Saved entries:
PR #90, opened 2019-02-06
Add capability to use BIDS convention (i/j/k) for specifying axes

mharms:
This will allow for pulling values directly from BIDS-style sidecar json files, without needing to remap the axes into the x/y/z nomenclature.

### DIFF
--- a/PreFreeSurfer/scripts/T2wToT1wDistortionCorrectAndReg.sh
+++ b/PreFreeSurfer/scripts/T2wToT1wDistortionCorrectAndReg.sh
@@ -32,10 +32,10 @@ Usage() {
   echo "            [--SEPhaseNeg=<input spin echo negative phase encoding image>]"
   echo "            [--SEPhasePos=<input spin echo positive phase encoding image>]"
   echo "            [--seechospacing=<effective echo spacing of SEPhaseNeg and SEPhasePos, in seconds>]"
-  echo "            [--seunwarpdir=<direction of distortion of the SEPhase images according to voxel axes>]"
+  echo "            [--seunwarpdir=<direction of distortion of the SEPhase images according to *voxel* axes: {x,y,x-,y-} or {i,j,i-,j-}>]"
   echo "            --t1sampspacing=<sample spacing (readout direction) of T1w image - in seconds>"
   echo "            --t2sampspacing=<sample spacing (readout direction) of T2w image - in seconds>"
-  echo "            --unwarpdir=<direction of distortion of T1 and T2 according to voxel axes (post reorient2std)>"
+  echo "            --unwarpdir=<direction of distortion of T1 and T2 according to *voxel* axes (post fslreorient2std): {x,y,z,x-,y-,z-}, or {i,j,k,i-,j-,k-}>"
   echo "            --ot1=<output corrected T1w image>"
   echo "            --ot1brain=<output corrected, brain-extracted T1w image>"
   echo "            --ot1warp=<output warpfield for distortion correction of T1w image>"
@@ -216,10 +216,13 @@ case $DistortionCorrection in
         # -- Spin Echo Field Maps --  
         # --------------------------
 
-        if [[ ${SEUnwarpDir} = "x" || ${SEUnwarpDir} = "y" ]] ; then
-          ScoutInputName="${SpinEchoPhaseEncodePositive}"
-        elif [[ ${SEUnwarpDir} = "-x" || ${SEUnwarpDir} = "-y" || ${SEUnwarpDir} = "x-" || ${SEUnwarpDir} = "y-" ]] ; then
-          ScoutInputName="${SpinEchoPhaseEncodeNegative}"
+        if [[ ${SEUnwarpDir} = [xyij] ]] ; then
+			ScoutInputName="${SpinEchoPhaseEncodePositive}"
+        elif [[ ${SEUnwarpDir} = -[xyij] || ${SEUnwarpDir} = [xyij]- ]] ; then
+			ScoutInputName="${SpinEchoPhaseEncodeNegative}"
+		else
+			echo "${SCRIPT_NAME} - ERROR - Invalid entry for --seunwarpdir ($SEUnwarpDir)"
+			exit 1
         fi
 
         # Use topup to distortion correct the scout scans
@@ -247,14 +250,18 @@ case $DistortionCorrection in
         exit 1
 esac
 
+# FSL's naming convention for 'convertwarp --shiftdir' is {x,y,z,x-,y-,z-}
+# So, swap out any {i,j,k} for {x,y,z} (using bash pattern replacement)
+# and then make sure any '-' sign is trailing
+UnwarpDir=${UnwarpDir//i/x}
+UnwarpDir=${UnwarpDir//j/y}
+UnwarpDir=${UnwarpDir//k/z}
 if [ "${UnwarpDir}" = "-x" ] ; then
   UnwarpDir="x-"
 fi
-
 if [ "${UnwarpDir}" = "-y" ] ; then
   UnwarpDir="y-"
 fi
-
 if [ "${UnwarpDir}" = "-z" ] ; then
   UnwarpDir="z-"
 fi
--- a/fMRIVolume/scripts/DistortionCorrectionAndEPIToT1wReg_FLIRTBBRAndFreeSurferBBRbased.sh
+++ b/fMRIVolume/scripts/DistortionCorrectionAndEPIToT1wReg_FLIRTBBRAndFreeSurferBBRbased.sh
@@ -37,7 +37,7 @@ Usage() {
   echo "             --SEPhaseNeg=<input spin echo negative phase encoding image>"
   echo "             --SEPhasePos=<input spin echo positive phase encoding image>"
   echo "             --echospacing=<effective echo spacing of fMRI image, in seconds>"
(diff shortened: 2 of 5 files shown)


glasserm:
Is this tested?

mharms:
I tested the bash syntax employed in a simple test script. I was careful not to make any typos, but if @tbbrown and @coalsont can just review the changes, as a second pair of eyes to make sure that there are no logic errors, that seems sufficient to me here.

glasserm:
It looked fine to me, but it would be nice if Tim C. checks too.

coalsont:
I glanced over it and didn't see anything obvious in the syntax or logic.

The way I use xyz and ijk are that xyz are spatial, while ijk relate to the way the voxels are ordered inside the file.  Depending on when reorientation to standard occurs, the original values from the BIDS sidecar may no longer be appropriate if the acquisition uses a different axis ordering.  I don't know if xyz in these scripts actually was referring to the voxel order to begin with.

coalsont:
Oh, also, since the FSL standard nifti orientation is -x, +y, +z, it is possible that +i could actually mean -x, if these scripts do in fact treat x as a spatial direction.  Isn't volume orientation fun...

mharms:
All of the FSL tools, to my knowledge, use {x,y,z,x-,y-,z-} as indices into the *voxel* (NIFTI) axes, not the actual spatial directions in "RAS" space.  The HCPpipelines adopted that same nomenclature.  That's why there is a one-to-one mapping between "{x,y,z,x-,y-,z-}" within the context of the HCPpipelines and {i,j,k,i-,j-,k-} that does NOT depend on the orientation of the NIFTI (although the correct value DOES depend on the NIFTI axis ordering).

fMRIVolume/scripts/DistortionCorrectionAndEPIToT1wReg_FLIRTBBRAndFreeSurferBBRbased.sh
```diff
@@ -37,7 +37,7 @@ Usage() {
   echo "             --SEPhaseNeg=<input spin echo negative phase encoding image>"
   echo "             --SEPhasePos=<input spin echo positive phase encoding image>"
   echo "             --echospacing=<effective echo spacing of fMRI image, in seconds>"
-  echo "             --unwarpdir=<unwarping direction: x/y/z/-x/-y/-z>"
+  echo "             --unwarpdir=<PE direction for unwarping according to the *voxel* axes: {x,y,x-,y-} or {i,j,i-,j-}>"
```
tbbrown: Is there a reason why this no longer mentions z/z- and k/k- ?

global/scripts/TopupPreprocessingAll.sh
```diff
@@ -216,7 +217,7 @@ if [[ $UnwarpDir = "x" || $UnwarpDir = "x-" || $UnwarpDir = "-x" ]] ; then
     i=`echo "$i + 1" | bc`
   done
 # Y direction phase encode
-elif [[ $UnwarpDir = "y" || $UnwarpDir = "y-" || $UnwarpDir = "-y" ]] ; then
+elif [[ $UnwarpDir = [yj] || $UnwarpDir = [yj]- || $UnwarpDir = -[yj] ]] ; then
```
tbbrown: What happens in this script if the unwarp direction is specified as z/-z or k/-k or 'q' for that matter? 
I think it will neither enter the unwarpdir = [xi] [xi]- -[xi] block nor the unwarpdir = [yj] [yj]- -[yj] block. Is that the right thing to do, do nothing and then move on? Is this be an error that is captured and reported?

fMRIVolume/scripts/DistortionCorrectionAndEPIToT1wReg_FLIRTBBRAndFreeSurferBBRbased.sh
mharms: Because, in principle for 2D EPI data, at least when converted with 'dcm2niix', the unwarpdir will never be the z/k axis.  That's why I removed z/k as listed options from the --unwarpdir argument in TopPreprocessingAll.sh as well.  In the case of TopPreprocessingAll.sh, z/k is explicitly not a supported option, and I just added an error in that script if --unwarpdir is not a supported value.

In the case of DistortionCorrectionAndEPIToT1wReg_FLIRTBBRAndFreeSurferBBRbased.sh, there is no error check on the allowed values for --unwarpdir currently.  I'll do whatever others think best.  (i.e., either change the usage back to include z/k, add an explicit check for allowed values, or just leave as is).

global/scripts/TopupPreprocessingAll.sh
mharms: Just changed the script to error out in that situation.

fMRIVolume/scripts/DistortionCorrectionAndEPIToT1wReg_FLIRTBBRAndFreeSurferBBRbased.sh
tbbrown: I would always vote for an explicit check for allowed values.

mharms: Easy enough to add an explicit check.  I just need @glasserm and @coalsont thoughts on whether z/k should be an allowable option or not in DistortionCorrectionAndEPIToT1wReg_FLIRTBBRAndFreeSurferBBRbased.sh.  I guess we could nominally allow z/k within that particular script (consistent with how it was), although note that if using SEFMs as the distortion correction approach, the use of z/k will get kicked out as an error once TopPreprocessingAll.sh is called.

coalsont:
If the tools/scripts can support it easily, personally I would want to allow z/k as input, just in case someone converts with some other tool or some weird sequence puts the dicoms together strangely, or...

mharms:
Ok, there seems no reason in principle that 'topup' can't support z/k as the unwarpdir, so I've added support for that possibility in TopPreprocessingAll.sh.  Please review the logic for any errors.

PreFreeSurfer/scripts/T2wToT1wDistortionCorrectAndReg.sh
```diff
@@ -216,10 +216,13 @@ case $DistortionCorrection in
         # -- Spin Echo Field Maps --  
         # --------------------------
 
-        if [[ ${SEUnwarpDir} = "x" || ${SEUnwarpDir} = "y" ]] ; then
-          ScoutInputName="${SpinEchoPhaseEncodePositive}"
-        elif [[ ${SEUnwarpDir} = "-x" || ${SEUnwarpDir} = "-y" || ${SEUnwarpDir} = "x-" || ${SEUnwarpDir} = "y-" ]] ; then
-          ScoutInputName="${SpinEchoPhaseEncodeNegative}"
+        if [[ ${SEUnwarpDir} = [xyij] ]] ; then
```
coalsont: This looks like it will still error on z/k.

glasserm:
I believe topup does not support z/k.  The reason probably is that z/k will not ever be the phase encoding direction in an EPI acquisition (if someone acquired coronal or sagittal slices they would have to make the readout direction z/k to avoid aliasing).  Thus I think we can safely disallow z/k and might as well error as soon as possible.  Readout distortion is a separate matter that is most likely to be z/k.

mharms:
There is nothing in the topup documentation indicating the z/k is not a supported axis -- the third values in the --datain text-file allows for the phase-encoding direction to be the z axis.  The point here is that since z/k is the *voxel* axis, then any PE axis is possible, depending entirely on the ordering of the NIFTI voxel axes.  Given that  180fbe5 implements this already, I'd rather leave it as feature enhancement at this point.

PreFreeSurfer/scripts/T2wToT1wDistortionCorrectAndReg.sh
mharms: I'll fix this once @glasserm agrees that 180fbe5 is ok.

glasserm:
I believe I attempted to use topup with that direction for readout distortion correction of reversed structurals long ago and it didn't work.  I had to rotate the images to get topup to run.  

Also as I said, one couldn't use z/k in EPI data anyway, which is what this pipeline is for.

fMRIVolume/scripts/DistortionCorrectionAndEPIToT1wReg_FLIRTBBRAndFreeSurferBBRbased.sh
mharms: I've left z/k as allowed values in this specific script, because presumably, under the path that uses gradient echo field maps (epi_reg), that is still an allowed PE dir.

PreFreeSurfer/scripts/T2wToT1wDistortionCorrectAndReg.sh
mharms: This stays "as is", given that Jesper has confirmed that 'topup' indeed doesn't allow z as the PE direction.

mharms:
Ok, after Jesper's clarification that `topup` indeed isn't designed to work with 'z' as the PE direction, the argument checking in the scripts should now be appropriate.

tbbrown:
Seems like the questions raised have been addressed, right? Are we good with merging this into the master branch?

glasserm:
Thanks Mike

> ASSIGNED TASK:
Determine which lines above include the word "errors", and report those lines in full.

> SOLUTION TO THIS EXERCISE:
I tested the bash syntax employed in a simple test script. I was careful not to make any typos, but if @tbbrown and @coalsont can just review the changes, as a second pair of eyes to make sure that there are no logic errors, that seems sufficient to me here.
Ok, there seems no reason in principle that 'topup' can't support z/k as the unwarpdir, so I've added support for that possibility in TopPreprocessingAll.sh.  Please review the logic for any errors.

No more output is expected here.